Het grijze gevaarte staat weer op ons marktplein. Eens in de zoveel tijd doet het ons dorp aan en dan weet ik dat er een envelop in mijn brievenbus te verwachten is: een oproep voor het bevolkingsonderzoek borstkanker. De uitnodiging gaat alleen naar 50+ers. Als je meedoet neemt de kans op overlijden door kanker in je mama’s met de helft af, zo las ik ergens. Reden genoeg om dit onprettige onderzoek te ondergaan.

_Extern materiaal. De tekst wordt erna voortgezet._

PR #545, opened 2026-07-02
feat(channels): surface rename (custom/cross-team/serving-team) + serving-inbox display names

lilseyi:
## Summary

Two related channel-naming features.

### A. Surface channel rename for custom / cross-team / serving-team channels

- **Widened rename gate.** The rename UI was gated to plain `custom` channels only. It's now gated on a new `isRenameable` (`custom || cross_team`), which also covers **serving-team** channels (they are `custom` + `isServingTeam`). `pco_services` and system channels (main/leaders/announcements/reach_out) stay non-renameable.
- **Tappable hero title.** The channel title on the info screen is now tappable (with a `create-outline` pencil affordance) for leaders on renameable channels, opening the same rename flow as the Rename row. Non-renameable titles stay static.
- **Serving-team → team rename mirroring.** `updateChannel` now trims + validates the name (1-50 chars, must contain a letter or number — matching `createCustomChannel` / `updateTeam`), and when the channel `isServingTeam`, mirrors the rename onto the linked `teams` record via the `by_channel` index. Net effect: renaming a serving-team channel updates **both** `teams.name` and `chatChannels.name`, so the roster and the conversation stay in sync everywhere. The frontend just calls `updateChannel` for every renameable type.

### B. Event-mode (serving) inbox — one naming convention + group subtext

- **Display-name normalization.** `getServingChannelLabel` previously mixed `#slug` labels and display names. It now always returns the humanized display name (the channel's own `name` when present, else a readable team-scoped fallback like `Worship Team General`) and never a raw `#slug`. The now-unused `slugifyChannelLabel` helper was removed.
- **Parent-group subtext.** Each serving row now shows a subtle `in {group.name}` line (textTertiary, single line) under the title so flattened team channels stay distinguishable.
- Non-serving (normal) inbox rendering is unchanged. Serving mode always flattens to one channel per row in `getInboxChannels`, so the multi-channel expanded path is never hit in serving mode and is left as-is.

## Testing

- `apps/convex/__tests__/scheduling/teams.test.ts` extended: renaming a serving-team channel updates both the channel and the team, and an empty/whitespace name is rejected. All 28 tests pass.
- Convex `tsc --noEmit` and mobile `tsc --noEmit` clean for the touched files (only the known repo-wide `@togather/shared` baseline errors remain, on untouched import lines).
- **Not visually verified** — the simulator/browser was not driven for this change.

### DIFF
--- a/apps/convex/functions/messaging/channels.ts
+++ b/apps/convex/functions/messaging/channels.ts
@@ -2173,7 +2173,18 @@ export const updateChannel = mutation({
     };
 
     if (args.name !== undefined) {
-      updates.name = args.name;
+      // Validate: trim, 1-50 chars, must contain a letter or number. Mirrors
+      // `createCustomChannel` / `updateTeam` so a rename can't blank out a name.
+      const trimmedName = args.name.trim();
+      if (trimmedName.length < 1 || trimmedName.length > 50) {
+        throw new ConvexError("Channel name must be 1-50 characters.");
+      }
+      if (!/[a-zA-Z0-9]/.test(trimmedName)) {
+        throw new ConvexError(
+          "Channel name must contain at least one letter or number."
+        );
+      }
+      updates.name = trimmedName;
     }
     if (args.description !== undefined) {
       updates.description = args.description;
@@ -2190,6 +2201,22 @@ export const updateChannel = mutation({
     }
 
     await ctx.db.patch(args.channelId, updates);
+
+    // Serving-team channels back a `teams` record. Keep the team name in sync
+    // with the channel name so the roster and the conversation stay labelled
+    // consistently everywhere (mirrors `updateTeam` in scheduling/teams.ts).
+    if (channel.isServingTeam && updates.name !== undefined) {
+      const team = await ctx.db
+        .query("teams")
+        .withIndex("by_channel", (q) => q.eq("channelId", args.channelId))
+        .first();
+      if (team) {
+        await ctx.db.patch(team._id, {
+          name: updates.name,
+          updatedAt: Date.now(),
+        });
+      }
+    }
   },
 });
 
--- a/apps/convex/__tests__/scheduling/teams.test.ts
+++ b/apps/convex/__tests__/scheduling/teams.test.ts
@@ -251,6 +251,42 @@ describe("updateTeam", () => {
   });
 });
 
+describe("updateChannel on a serving-team channel", () => {
+  it("mirrors the channel rename onto the underlying team", async () => {
+    const { t, world } = await setupSchedulingWorld();
+    const leaderToken = (await generateTokens(world.groupLeaderId)).accessToken;
+
+    await t.mutation(api.functions.messaging.channels.updateChannel, {
+      token: leaderToken,
+      channelId: world.channelId,
+      name: "  Renamed From Channel  ",
+    });
+
+    await t.run(async (ctx) => {
+      const channel = await ctx.db.get(world.channelId);
+      // Name is trimmed and applied to the channel...
+      expect(channel?.name).toBe("Renamed From Channel");
+
+      // ...and mirrored onto the linked team so the two stay in sync.
+      const team = await ctx.db.get(world.teamId);
+      expect(team?.name).toBe("Renamed From Channel");
+    });
+  });
+
+  it("rejects an empty / whitespace-only name with a ConvexError", async () => {
+    const { t, world } = await setupSchedulingWorld();
+    const leaderToken = (await generateTokens(world.groupLeaderId)).accessToken;
+
+    await expect(
+      t.mutation(api.functions.messaging.channels.updateChannel, {
+        token: leaderToken,
+        channelId: world.channelId,
+        name: "   ",
+      }),
+    ).rejects.toThrow(ConvexError);
+  });
+});
+
 describe("archiveTeam", () => {
   it("archives the team and its channel, purging synced members", async () => {
     const { t, world } = await setupSchedulingWorld();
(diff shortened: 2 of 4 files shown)


apps/convex/functions/messaging/channels.ts
```diff
@@ -2190,6 +2201,22 @@ export const updateChannel = mutation({
     }
 
     await ctx.db.patch(args.channelId, updates);
+
+    // Serving-team channels back a `teams` record. Keep the team name in sync
+    // with the channel name so the roster and the conversation stay labelled
+    // consistently everywhere (mirrors `updateTeam` in scheduling/teams.ts).
+    if (channel.isServingTeam && updates.name !== undefined) {
```
lilseyi, line 2208: **AUTH — verified, no privilege escalation (CONFIRMED, acceptable).**

This mutation now renames the linked `teams` record. I checked whether that lets a caller bypass the stricter permission on the dedicated `updateTeam` path:

- `updateChannel` auth (channels.ts:2159-2163): `isChannelAdmin` = channel membership `role === "admin"` **OR** `isGroupLeader` = `isLeaderRole(groupMembership?.role)` (LEADER_ROLES = `["leader"]`).
- `updateTeam` → `requireTeamScheduler` → `isTeamScheduler` (scheduling/permissions.ts): channel role in `SCHEDULER_CHANNEL_ROLES` = `{admin, moderator}` **OR** group leader **OR** community admin.

Every caller who passes `updateChannel` (channel `admin`, or group `leader`) is already inside `isTeamScheduler`'s allow-set (`admin` ⊆ `{admin,moderator}`; same `leader` check). So the channel-rename path grants **no** team-rename ability the caller didn't already have via `updateTeam`. If anything `updateChannel` is narrower (excludes channel moderators + community admins). **Not a privilege inconsistency.**

lilseyi, line 2208: **Nit (LOW, CONFIRMED): team is re-patched even when the name is unchanged.** The guard is `updates.name !== undefined`, which is true whenever `args.name` was passed — including when the new name equals the current channel/team name. The `updateTeam` mirror has the same shape, so this matches existing behavior; it's an idempotent write (bumps `updatedAt` with no real change), not a correctness bug. Fine to leave.

Everything else here is correct: `by_channel` `.first()` is the right 1:1 lookup, the no-team case is handled (`if (team)`), `updatedAt` is set, `channel.isServingTeam` is read off the fetched doc, and the mirrored `updates.name` is the already-trimmed/validated value — no invalid name can reach `teams.name`.

lilseyi (commented):
🤖 Subagent review (codex unavailable) — adversarial pass on rename + serving-inbox naming

**Verdict: LGTM.** I tried to break the auth/validation/mirroring story and it holds up. No blocking issues; one cosmetic nit.

**1. AUTH — the important one (CONFIRMED, safe).** `updateChannel` now also renames the linked team for `isServingTeam` channels. Checked against the dedicated `updateTeam` path (`requireTeamScheduler` → `isTeamScheduler`): `updateChannel`'s allow-set (channel `role==="admin"` OR group `leader`) is a **subset** of `isTeamScheduler`'s (`{admin,moderator}` OR leader OR community admin). So no caller gains team-rename power they lacked. Not an escalation. Details inline at channels.ts:2208.

**2. Name validation (CONFIRMED correct).** Applies to all renameable types (validation is type-agnostic, runs on any `args.name`). Rule (`trim`, 1-50, `/[a-zA-Z0-9]/`) matches `createCustomChannel` and `validateName` in scheduling/teams.ts exactly. Throws **before** `ctx.db.patch`, and the team mirror uses the already-trimmed `updates.name` — no path lets an invalid/blank name reach `teams.name`. Empty/whitespace → `ConvexError`.

**3. Serving-team mirroring (CONFIRMED correct, 1 nit).** `by_channel` `.first()` is the correct 1:1 lookup; no-team case handled (`if (team)`); `updatedAt` bumped; `isServingTeam` read off the fetched doc. Nit (LOW): re-patches the team even when the passed name equals the current one — idempotent, mirrors `updateTeam`, harmless. Inline at channels.ts:2208.

**4. cross_team rename (CONFIRMED fine).** `updateChannel` gate is just `channel.groupId` present, which cross_team has; group-leader auth applies; cross_team isn't `isServingTeam` so the team-mirror block is skipped. Name is independent of sync/selectors — no interaction.

**5. Frontend gating (CONFIRMED fine).** Tappable hero title only when `isRenameable && isLeader`; otherwise a plain `<Text>` with no dangling `onPress`. `openRename`/`handleRename`/`handleSaveHint` `useCallback`s are all declared **before** the early returns (channel undefined/null), so hooks order is stable. Pencil affordance uses `TouchableOpacity` + StyleSheet with layout on an inner `<View>` — avoids the RN-Web `Pressable` function-style pitfall. `#` prefix preserved: custom/serving-team → `#name`, cross_team → plain name.

**6. Inbox normalization (CONFIRMED fine).** Every `getServingChannelLabel` branch returns a channel name or a `humanize()`d team label — never a raw `#slug`. `in {group.name}` subtext is `servingMode`-gated (default false) and lives in the single-channel branch only, so normal inbox rendering is untouched; last-message preview row preserved. Multi-channel skip is justified (serving mode flattens to one channel per row). `slugifyChannelLabel` confirmed fully removed — no remaining referencers.

**7. Regression check (CONFIRMED).** Plain custom-channel rename still flows through the same validated path; normal inbox rows unchanged.

Severity summary: 0 blocking, 0 high, 1 low/nit (unchanged-name re-patch). Tests added cover both the mirror and the empty-name rejection.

Na het bestijgen van een trapje neem ik plaats in de wachtkamer. Eerst dwarrelen mijn gedachten naar twee jonge vrouwen die niet tot deze risicogroep behoorden en er niet meer zijn. Veel te vroeg, veel te jong besprongen door het monster waarvan we nog steeds niet weten waar het vandaan komt. Ze lopen wat uit, dus dwarrel ik verder en bedenk dat dit waarschijnlijk de enige plek is waar mannen niet komen. Zelfs bij de vrouwenarts in het ziekenhuis zitten er mannen in de wachtkamer. Samen met hun zwangere vrouw. Of met hun juist niet-zwangere vriendin terwijl ze wel graag een baby willen.
Maar hier geen mannen. Alleen mensen met borsten nemen hier plaats. In afwachting van een niet al te prettig onderzoek waarbij hun vrouwelijke trots platgedrukt en uitgeknepen wordt, kunnen zij wat lezen. Aan de leesvoorraad te zien houden mensen met borsten vooral van de Linda, de Libelle, VT-wonen, Elegance en de Margriet. Iets anders is er namelijk niet.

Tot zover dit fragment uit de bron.